### [TASK INSTRUCTIONS]
Scan the entries line by line and return those with "stop".

◆ ◆ ◆ ◆

PR #184, opened 2026-05-27
fix(bus): wire MCP multiplexer issuer before spawning bus agents (#165)

### LINKED ISSUE #165: Bus agents spawned before MCP multiplexer issuer is wired -> no --mcp-config (all mcp.shared servers unreachable)
## Summary
Bus-runtime agents spawn with **no `--mcp-config`**, so they cannot see ANY multiplexed MCP server declared in `settings.mcp.shared`. The agent silently falls back to default tool discovery (Bash / built-ins). This is a **startup-ordering bug**, not a config error.

## Impact (systemic — not one plugin)
Affects **every bus agent without a static `mcp_config`** (the normal case) and **every server in `mcp.shared`** — e.g. `brave-search`, `claudeclaw-tuner`, `gws-gmail`, `mistral-brain`. The entire `mcp.shared` mechanism is effectively dead for bus agents.

Symptoms: the agent "ignores" its MCP tools and shells out instead; any MCP observability/telemetry keyed on multiplexed tool calls shows **zero volume** (no multiplexed call ever happens). Often **latent**, because deployments commonly instruct the agent (via `CLAUDE.md`) to use CLI scripts, so the broken MCP path is never exercised.

## Root cause (`src/commands/start.ts`)
Startup order:
1. **~L506** — `mountBusRuntime({ agents: [...] })`. `src/bus/runtime-mount.ts:221-223` then loops `for (const agent of opts.agents) await sessionManager.spawnAgent(agent, origin)` — i.e. **eagerly spawns the agents at mount time.**
2. **~L790-791** — `pluginManager.startServices()` + `emit("gateway_start")` (gateway comes up).
3. **~L801-816** — `getMcpMultiplexerPlugin().start()`, then (only if `isActive()`) `injectMcpIdentityIssuer({...})` wires `_mcpIssueIdentity` into the PTY supervisor.

Agents are spawned in step 1, but the multiplexer + identity issuer only exist after step 3. At spawn time, `synthesizeMcpConfigIfActive` (`src/runner/pty-supervisor.ts`) hits its `if (!_mcpIssueIdentity) return undefined` guard → no config is written → `buildClaudeArgs` emits no `--mcp-config`. The agent PTY is long-lived, so it stays tool-less for its whole lifetime; later messages reuse the same PTY.

(Separately: the bus path has its own `buildClaudeArgs` at `src/bus/session-manager.ts:315` that only emits `--mcp-config` from a static `agent.mcp_config` and never synthesizes from `mcp.shared`. Wiring that synthesis in is inert on its own because of the ordering above.)

## Repro
1. `settings.mcp.shared` non-empty, `web.enabled: true`, an agent (e.g. `default`) with no `mcp_config`, `runtime: "bus"`.
2. Start the daemon; message the agent; ask it to use a multiplexed tool.
3. Observe: `ps` shows the agent's `claude` has no `--mcp-config`; the agent uses Bash instead; the multiplexer logs no tool call.

Instrumenting `synthesizeMcpConfigIfActive` confirms `issuer NOT wired` at spawn time.

## Suggested fix
The multiplexer (start + `injectMcpIdentityIssuer`) must be ready **before** the bus eagerly spawns agents:
- **Preferred — defer the eager spawn:** mount the bus without eager agents (`agents: []`), then spawn the configured agents *after* the issuer is wired (after ~L816). Smallest blast radius; verify nothing depends on agents existing at mount (heartbeats, adapter wiring, the `mountedAdapterNames` handle).
- **Or reorder the boot:** move gateway-start + multiplexer-start + issuer-wiring ahead of `mountBusRuntime`. Conceptually cleaner but cascades through the gateway / `startServices` dependency.

Either way, an explicit ordering guarantee (so it can't silently regress) would help.

## Test plan
- **Unit:** assert the issuer is wired (or multiplexer `isActive()`) before any `spawnAgent` call.
- **Integration:** with `mcp.shared` non-empty + an agent with no `mcp_config`, assert the spawned `claude` args include `--mcp-config` and the synthesized config lists the shared servers.
- **Regression:** with `mcp.shared: []` (dormant), assert NO `--mcp-config` is emitted (byte-identical to today).

Happy to follow up with a PR once you've picked the reorder approach.

Nibbler1250:
Fixes #165.

## Problem
Bus-runtime agents spawned at mount time (`start.ts` → `mountBusRuntime` → `runtime-mount.ts` synchronous spawn loop), **before** the MCP multiplexer identity issuer was wired (the issuer depends on `pluginManager.startServices()`, which runs after the mount). On top of that, the bus's own `buildClaudeArgs` (`session-manager.ts`) only emitted `--mcp-config` for a statically-configured `agent.mcp_config` — it never synthesized from `settings.mcp.shared` at all.

Net effect: every bus agent without a static `mcp_config` was launched with **no `--mcp-config`**, so all `mcp.shared` servers (`brave-search`, `gws-gmail`, `claudeclaw-tuner`, `mistral-brain`, …) were silently unreachable for the agent's entire lifetime. Latent because deployments often route work to CLI scripts instead of those MCP tools.

## Fix (Option A — defer the spawn, per your review on #165)
- **`runtime-mount.ts`** — add `deferSpawn` + `handle.spawnAgents()`. The daemon mounts the bus (slash relay, orphan scan, adapters) without spawning, then spawns agents after the issuer is wired. The spawn loop is refactored into a reusable batch helper with per-batch rollback. `mountBusRuntime` already accepted `agents: []`, so no API break.
- **`session-manager.ts`** — `setMcpConfigSynthesizer()` + `synthesizeBusMcpConfig()`. When the multiplexer is active and the agent has no static `mcp_config`, the bus spawn mints a per-agent HMAC identity, writes a per-PTY `--mcp-config` via the shared `pty-mcp-config-writer`, and revokes the identity + deletes the `0600` file on `stop()`. Static `mcp_config` still wins; a dormant multiplexer stays byte-identical (no flag).
- **`start.ts`** — mount with `deferSpawn`; wire the synthesizer + spawn agents + `BusScheduler` (deferred too — it targets the first spawned agent id) after the multiplexer block. On deferred-spawn failure, tear the bus down and fall back to legacy command surfaces, matching a mount failure.

## Tests
+13 tests, all green:
- `deferSpawn` / `spawnAgents()` ordering + rollback (issuer-before-spawn guarantee).
- `synthesizeBusMcpConfig` precedence (static wins), dormancy, and synthesized JSON shape (shared servers, bridge URLs, identity headers).
- Spawn integration asserting `--mcp-config <path>` lands in the child argv; **graceful-degradation** branch (multiplexer inactive → no flag, byte-identical to dormant) and zero-shared regression.
- `stop()` revokes the identity + deletes the synthesized config file.

Version guards bumped. Build + lint clean. Full suite adds 13 passing tests with zero new failures vs `origin/main`.

## Validated live
Deployed a downstream variant to a real `runtime: bus` daemon (`mcp.shared: [brave-search, claudeclaw-tuner, gws-gmail]`, `default` agent, no static config). After the change the agent spawns with `--mcp-config` listing all three servers (HTTP routes through the bridge, `0600`), and the multiplexer bridge accepts the synthesized per-PTY identity (401 without auth → request reaches the MCP server with it).

🤖 Generated with [Claude Code](https://claude.com/claude-code)

### DIFF
--- a/.claude-plugin/marketplace.json
+++ b/.claude-plugin/marketplace.json
@@ -8,7 +8,7 @@
       "name": "claudeclaw-plus",
       "source": "./",
       "description": "ClaudeClaw+ — governance, orchestration, persistent memory, and hardened web UI for Claude Code daemons. Sister project to moazbuilds/claudeclaw.",
-      "version": "2.2.108",
+      "version": "2.2.109",
       "keywords": [
         "cron",
         "heartbeat",
--- a/.claude-plugin/marketplace.json
+++ b/.claude-plugin/marketplace.json
@@ -8,7 +8,7 @@
       "name": "claudeclaw-plus",
       "source": "./",
       "description": "ClaudeClaw+ — governance, orchestration, persistent memory, and hardened web UI for Claude Code daemons. Sister project to moazbuilds/claudeclaw.",
-      "version": "2.2.107",
+      "version": "2.2.108",
       "keywords": [
         "cron",
         "heartbeat",
--- a/.claude-plugin/marketplace.json
+++ b/.claude-plugin/marketplace.json
@@ -8,7 +8,7 @@
       "name": "claudeclaw-plus",
       "source": "./",
       "description": "ClaudeClaw+ — governance, orchestration, persistent memory, and hardened web UI for Claude Code daemons. Sister project to moazbuilds/claudeclaw.",
-      "version": "2.2.106",
+      "version": "2.2.107",
       "keywords": [
         "cron",
         "heartbeat",
--- a/.claude-plugin/plugin.json
+++ b/.claude-plugin/plugin.json
@@ -1,5 +1,5 @@
 {
   "name": "claudeclaw-plus",
-  "version": "2.2.108",
+  "version": "2.2.109",
   "description": "ClaudeClaw+ — governance, orchestration, persistent memory, and hardened web UI for Claude Code daemons. Sister project to moazbuilds/claudeclaw."
 }
--- a/.claude-plugin/plugin.json
+++ b/.claude-plugin/plugin.json
@@ -1,5 +1,5 @@
 {
   "name": "claudeclaw-plus",
-  "version": "2.2.107",
+  "version": "2.2.108",
   "description": "ClaudeClaw+ — governance, orchestration, persistent memory, and hardened web UI for Claude Code daemons. Sister project to moazbuilds/claudeclaw."
 }
--- a/.claude-plugin/plugin.json
+++ b/.claude-plugin/plugin.json
@@ -1,5 +1,5 @@
 {
   "name": "claudeclaw-plus",
-  "version": "2.2.106",
+  "version": "2.2.107",
   "description": "ClaudeClaw+ — governance, orchestration, persistent memory, and hardened web UI for Claude Code daemons. Sister project to moazbuilds/claudeclaw."
 }
--- a/src/bus/__tests__/mcp-config-synth.test.ts
+++ b/src/bus/__tests__/mcp-config-synth.test.ts
@@ -139,7 +139,7 @@ function writeArgvRecorder(dir: string): string {
   return path;
 }
 
-async function readArgvWhenReady(dir: string, timeoutMs = 2000): Promise<string[]> {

◆ ◆ ◆ ◆

### [RESULT FOR THIS TASK]
- **`session-manager.ts`** — `setMcpConfigSynthesizer()` + `synthesizeBusMcpConfig()`. When the multiplexer is active and the agent has no static `mcp_config`, the bus spawn mints a per-agent HMAC identity, writes a per-PTY `--mcp-config` via the shared `pty-mcp-config-writer`, and revokes the identity + deletes the `0600` file on `stop()`. Static `mcp_config` still wins; a dormant multiplexer stays byte-identical (no flag).
- `stop()` revokes the identity + deletes the synthesized config file.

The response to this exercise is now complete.